You flare over questions about your New Jersey girl, now in the Hamptons on holiday, the Daisy Fay who dreams you to spring, the one whom you finger for your downfall. Grandma says she feels sorry. 


At the Putt-Putt mini golf, you’re mad when you don’t make par, flail the Roundup air. When the ball rolls into the gravel, I cry, “Chip shot! Chip shot!” Thereafter, you’d mock, “Chip shot, Chip shot!” 


Buzzed back in, we meet “your team”: OT, MD, LSW, PsyD, CCCP, all shuffle in, all mumble, eye me coldly: “Don’t you like outdoor gardening, Patrick? Can we increase art therapy and library time?” 


You proclaim, “I am a madman among madmen.” To the question of what’s your philosophy, you shrug: “Don’t think; don’t drink.” 


Grandma offers, “How about a root beer candy?”


Behind the doctors, great windows show greystones, the late-day, shift-change light moving into the slushed shush of the grounds.

Um, Bye.


Because matter is never lost,

did you never really go?

So I decide to keep everything 

a little alive: your expired goji berries,

old Bic and Marlboro pack,

even an empty jug of Choco Whey Protein

you’d chugged on your health kick.

A Mason jar of bread and butter pickles we canned,

what, a decade ago?

Opened, it had lost all its sour flavor,

and my cell saves your voice,

emanating again from the Cloud:

“Hey, Mom, thank you for the dinner invitation.”

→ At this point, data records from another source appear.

PR #750, opened 2024-02-19
Implement Ngrok command to use with Nginx

anbis:


commands/ngrok.cmd
bap14, line 1: Why use this approach instead of using another yaml config file? It could then be configured via the `.env` file.

Here's an example yaml snippet that achieves the same result:
```yaml
services:
  ngrok:
    image: ngrok/ngrok:latest
    entrypoint:
      - ./entrypoint.sh
      - http
      - nginx:80
    environment:
      - NGROK_AUTHTOKEN=${WARDEN_NGROK_TOKEN}
    links:
      - nginx
    networks:
      - default
```

anbis: Just because ngrok - this is tool, that not really needed so often, I decided to do it as command, just because to don't restart project when u decided to check something in real Internet, to don't waste time to restart project. BTW in case if I need to do it as separate yml to implement support of ngrok to warden - I will do it, just say me preferable way.

navarr: I agree with this approach as a command.  Opening up your local network to the internet is probably not best to do automatically on project startup.

commands/ngrok.cmd
```diff
@@ -0,0 +1,22 @@
...
+if [[ ! ${NGINX_CONTAINER} ]]; then
+    fatal "No container found for nginx service."
+fi
+
+NETWORK_NAME=$(docker container inspect ${NGINX_CONTAINER} --format '{{range $key, $value := .NetworkSettings.Networks}}{{printf "%s\n" $key}}{{end}}')
+if [[ ! ${NETWORK_NAME} ]]; then
+    fatal "No networks found for nginx service."
+fi
+
+docker run --rm -it --link ${NGINX_CONTAINER} --net ${NETWORK_NAME} -e NGROK_AUTHTOKEN=${WARDEN_NGROK_TOKEN} ngrok/ngrok:latest http ${NGINX_CONTAINER}:80
```
navarr, line 22: I think this would be better if the `NGROK_AUTHTOKEN` was checked as a parameter first, and then fall back to `WARDEN_NGROK_TOKEN`.  This would better support one-off instantiations.

For bonus points, we could offer to save the token to the `~/.warden/.env` file - but I'm not going to ask you to do that amount of work if you don't want to.

I would then suggest that `WARDEN_NGROK_TOKEN` be set in the `~/.warden/.env` file instead of the project file - as unlike Blackfire, Ngrok authentication is more likely to be per-user rather than per-project.

environments/magento2/init.env
```diff
@@ -7,6 +7,8 @@ WARDEN_VARNISH=1
 WARDEN_RABBITMQ=1
 WARDEN_REDIS=1
 
+WARDEN_NGROK_TOKEN=
+
```
navarr, line 11: Based on my other note, I think this file shouldn't change.

navarr (changes requested):

commands/ngrok.cmd
anbis: will do

navarr: @anbis Appreciate your efforts here <3

navarr (approved):
Looks great!  Pending QA

anbis:
@navarr do I need to prepare something for QA?

navarr:
Closing this out in favor of #769

PR #751, opened 2024-02-20
Implement Sablier Traefik Plugin for Workload Management

SamJUK:
## Overview
Implement the [Sablier Traefik Plugin](https://plugins.traefik.io/plugins/633b4658a4caa9ddeffda119/sablier), allowing Warden to dynamic start and stop project containers on request rather than having to manage them with env up/down saving system resources for us forgetful people. Especially useful if your working on multiple large projects simultaneously, or for certain edge use cases (we run Warden also as a Ephemeral/Feature hosts deployment with a lot of projects for example).

## Implementation Notes
- Disabled by default, can be enabled via setting `WARDEN_STABLIER_ENABLE =1` in the service `.env`
- With stop all containers except the ingress (varnish/nginx depending on project configuration)
- Session lifetime can be set per project via `TRAEFIK_SABLIER_DURATION=2h` (How long before Sablier sleeps the containers)
- Custom warden theme (Good PR opportunity for someone to make it look decent)

## Configuration
Service Config:
`WARDEN_STABLIER_ENABLE=0` - Enables Sablier globally for the installation (Unable to think of a good use case of enablement on project basis)

Project :
`TRAEFIK_SABLIER_DURATION=30m` - How long Sablier waits to sleep containers
`TRAEFIK_SABLIER_THEME=ghost` - Sablier theme to use [List of Default Themes](https://acouvreur.github.io/sablier/#/themes)

Advanced:
`${WARDEN_HOME_DIR}/etc/sablier/theme` - Directory if you want to declare any custom Sablier Themes
`${WARDEN_HOME_DIR}/etc/sablier/sablier.yml` - Sablier Service Configuration Overrides

### DIFF
--- a/config/sablier/sablier.yml
+++ b/config/sablier/sablier.yml
@@ -1,0 +1,20 @@
+provider:
+  name: docker
+server:
+  port: 10000
+  base-path: /
+storage:
+  file:
+sessions:
+  default-duration: 5m
+  expiration-interval: 20s
+logging:
+  level: info
+strategy:
+  dynamic:
+    custom-themes-path:
+    show-details-by-default: true
+    default-theme: warden
+    default-refresh-frequency: 5s
+  blocking:
+    default-timeout: 1m
--- a/config/traefik/traefik.yml
+++ b/config/traefik/traefik.yml
@@ -23,3 +23,8 @@ log:
 global:
   checkNewVersion: false
   sendAnonymousUsage: false
+experimental:
+  plugins:
+    sablier:
+      moduleName: github.com/acouvreur/sablier
+      version: v1.5.0
--- a/docker/docker-compose.yml
+++ b/docker/docker-compose.yml
@@ -9,7 +9,7 @@ services:
     volumes:
       - ${WARDEN_HOME_DIR}/etc/traefik/traefik.yml:/etc/traefik/traefik.yml
       - ${WARDEN_HOME_DIR}/etc/traefik/dynamic.yml:/etc/traefik/dynamic.yml
-      - ${WARDEN_HOME_DIR}/ssl/certs:/etc/ssl/certs
+      - ${WARDEN_HOME_DIR}/ssl/certs:/etc/ssl/certs/warden
       - /var/run/docker.sock:/var/run/docker.sock
     labels:
       - traefik.enable=true
--- a/commands/env.cmd
+++ b/commands/env.cmd
@@ -125,6 +125,13 @@ fi
 [[ ${WARDEN_MAGEPACK} -eq 1 ]] \
     && appendEnvPartialIfExists "${WARDEN_ENV_TYPE}.magepack"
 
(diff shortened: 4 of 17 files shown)


docker/docker-compose.yml
```diff
@@ -9,7 +9,7 @@ services:
     volumes:
       - ${WARDEN_HOME_DIR}/etc/traefik/traefik.yml:/etc/traefik/traefik.yml
       - ${WARDEN_HOME_DIR}/etc/traefik/dynamic.yml:/etc/traefik/dynamic.yml
-      - ${WARDEN_HOME_DIR}/ssl/certs:/etc/ssl/certs
+      - ${WARDEN_HOME_DIR}/ssl/certs:/etc/ssl/certs/warden
```
navarr, line 12: The SSL certificate location change is outside the scope of your PR

navarr (changes requested):

docker/docker-compose.yml
SamJUK: The original mount ends up clobbering all the default system certificates. Preventing Traefik from downloading  plugins due to SSL verification errors.
Could be split to a seperate PR, as it should affecting install any Traefik plugin

config/sablier/sablier.yml
```diff
@@ -0,0 +1,20 @@
+provider:
+  name: docker
+server:
+  port: 10000
+  base-path: /
+storage:
+  file:
+sessions:
+  default-duration: 5m
```
Den4ik, line 9: I believe that this config should be configurable, because you could work on the code and don't use env much more time. You will lose console history if it will be closed by stoping environment

docker/docker-compose.yml
bap14: @SamJUK To @navarr 's point, then there should be a separate PR that fixes the clobbering issue, and this one requires that one to be fixed first. The PR should do a single thing (add Sablier) not multiple (add Sablier, change SSL dirs, etc.)

SamJUK: Fair points, separated this change to PR #812

config/sablier/sablier.yml
SamJUK: Agreed, implemented the same way as `traefik.yml` for consistency. It can be configured via `${WARDEN_HOME_DIR}/etc/sablier/sablier.yml`, Although it will be overwritten on `svc up` calls. 

Opened PR #813 which looks to migrate the Traefik config to environment variables. Where users can override / expand the configuration via the `~/.warden/docker-compose.yml` file. Sablier can be refactored to the same approach if approved.

config/traefik/traefik.yml
```diff
@@ -23,3 +23,8 @@ log:
 global:
   checkNewVersion: false
   sendAnonymousUsage: false
+experimental:
```
SamJUK, line 26: If PR #813 is approved. This can be refactored into `docker/docker-compose.sablier.yml` as environment variables. Preventing the need to install the plugin even if Sablier is disabled.

PR #754, opened 2024-02-26
Feature/add postgresql support

bap14:
After adding the PostgreSQL images, this adds support to warden environments (or should). This emits a warning that using partials like `db.base.yml` or `db.darwin.yml` are deprecated and should be replaced with `db.mysql.base.yml` or `db.mysql.darwin.yml`.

“Hey, Mom, it’s me. I really do want to thank you for the offer.

Hope you enjoy the dinner.”  

“Thanks again, but I think it’s best I stay here today. 

It’s rainy outside. And I have A.A. anyway . . .”

Pent bubbles escaping,

gargle from your parted lips,

now speaking a slack-jawed life of their own.

Buyer’s Remorse


So, it’s finally in the churchyard, and it’s ugly as sin.


One more parental good intention gone wrong, 

—wrong, scouting cemetery models, 

sketching prime aged examples,  

tracing and erasing effigies 

fonts finessed, proportions niggled,

months arguing over inscriptions.


At last, the devil is chiseled in the details,

by some corncob Georgia cracker

who got paid by the day and took his sweet time . . . 


The bud rose is overblown, droops.

Barre gray granite, cold, and over-polished 

into such a shiny mod, the ants could slide

to the base, itself too skinny in taper to support the stone, 

leaving the whole thing looking like it might topple

From its own dirty truth; crabgrass 

skirts the worst of it.


All that’s a racket anyway.

I want to send it back COD

in anthraxed smithereens or drop it

pelting the fat tub undertaker who prices up his pieties

(“Patience, my dear. It’s a work of art. Takes time!”)


You gave me your word

you wouldn’t.

Your word was our bond—

and that’s all I’ve got left,

my forehead creased to the wet bevel.